◆ Work required
Starting with the opening line of the material, restate every line word for word, and end on the line containing "- Connection test".

◆ Data for the task
******************************
PR #5529, opened 2026-06-29
net-mgmt/flowtriq: add Flowtriq DDoS detection plugin

jacob-masse:
Adds an OPNsense plugin that configures NetFlow export to a Flowtriq
agent for DDoS traffic monitoring and attack detection.

## What's included

- Settings UI under Services > Flowtriq with agent host/port, NetFlow
  version (v5/v9/IPFIX), interface selection, and tracking level
- Service management (start/stop/restart) via configd actions
- Connection test button that checks DNS resolution, ICMP reachability,
  UDP port availability, and softflowd status
- Status tab showing current softflowd export state
- Proper interface resolution using OPNsense's `physical_interface` macro
- Firewall and HA sync registration via `plugins.inc.d`

## Dependencies

Uses the `softflowd` FreeBSD port (already available in the ports tree)
for NetFlow/IPFIX generation and export.

## Category

`net-mgmt/` alongside telegraf, zabbix-agent, and similar monitoring
integrations.

### DIFF
--- a/net-mgmt/flowtriq/Makefile
+++ b/net-mgmt/flowtriq/Makefile
@@ -1,0 +1,7 @@
+PLUGIN_NAME=		flowtriq
+PLUGIN_VERSION=		1.0
+PLUGIN_COMMENT=		DDoS detection via NetFlow export to Flowtriq
+PLUGIN_DEPENDS=		softflowd
+PLUGIN_MAINTAINER=	jacob@traztech.ca
+
+.include "../../Mk/plugins.mk"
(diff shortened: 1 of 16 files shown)


Monviech:
I don't understand this proposal, the opnsense/core already has a generic netflow integration where you can set a target as well for an external collector:

https://github.com/opnsense/core/blob/5c1d8575a7d87dd717963506b510d144e6fcd63a/src/opnsense/mvc/app/models/OPNsense/Diagnostics/Netflow.xml#L27

jacob-masse:
You're right — I missed that the core already has this in Diagnostics > NetFlow. The built-in collector target field covers the use case. Closing this, sorry for the noise.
******************************
◆ Task response
PR #5529, opened 2026-06-29
net-mgmt/flowtriq: add Flowtriq DDoS detection plugin

jacob-masse:
Adds an OPNsense plugin that configures NetFlow export to a Flowtriq
agent for DDoS traffic monitoring and attack detection.

## What's included

- Settings UI under Services > Flowtriq with agent host/port, NetFlow
  version (v5/v9/IPFIX), interface selection, and tracking level
- Service management (start/stop/restart) via configd actions
- Connection test button that checks DNS resolution, ICMP reachability,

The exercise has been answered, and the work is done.